§ Saved data entries:
PR #720, opened 2022-05-09
MEN-5602 and MEN-5599

tranchitella:
fix: return 404 instead of 500 when a device updates non-existent deployments
fix(docs): DeploymentInstructions's id property is not device unique

Depends on: https://github.com/mendersoftware/integration/pull/2015


tranchitella:

kjaskiewiczz (approved):

alfrunes (approved):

§ Exercise brief:
Select the lines from the entries that include the word "approved".

§ Answer:
kjaskiewiczz (approved):
alfrunes (approved):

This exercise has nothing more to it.